*What to work on*
Each record must be retyped in full. No character may differ.

*Source material*
PR #2882, opened 2020-10-02
Unit test fixes

martinpitt:
This paves the way for running the unit tests in a container. I will submit a draft PR which does that, but as that may need a little more discussion and fine-tuning, I'm submitting these parts separately.

This can be reproduced with running 

    make tests-nose-only NOSE_TESTS_ARGS='nosetests/pyanaconda_tests/module_storage_test.py'

in mock with a non-root user, in other words

    mock -r fedora-33-x86_64 --shell --unpriv

### DIFF
--- a/tests/nosetests/pyanaconda_tests/module_storage_test.py
+++ b/tests/nosetests/pyanaconda_tests/module_storage_test.py
@@ -1457,13 +1457,26 @@ class StorageTasksTestCase(unittest.TestCase):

*Result of this task*
PR #2882, opened 2020-10-02
Unit test fixes

martinpitt:
This paves the way for running the unit tests in a container. I will submit a draft PR which does that, but as that may need a little more discussion and fine-tuning, I'm submitting these parts separately.

This can be reproduced with running 

    make tests-nose-only NOSE_TESTS_ARGS='nosetests/pyanaconda_tests/module_storage_test.py'

in mock with a non-root user, in other words

    mock -r fedora-33-x86_64 --shell --unpriv

### DIFF
--- a/tests/nosetests/pyanaconda_tests/module_storage_test.py
+++ b/tests/nosetests/pyanaconda_tests/module_storage_test.py
@@ -1457,13 +1457,26 @@ class StorageTasksTestCase(unittest.TestCase):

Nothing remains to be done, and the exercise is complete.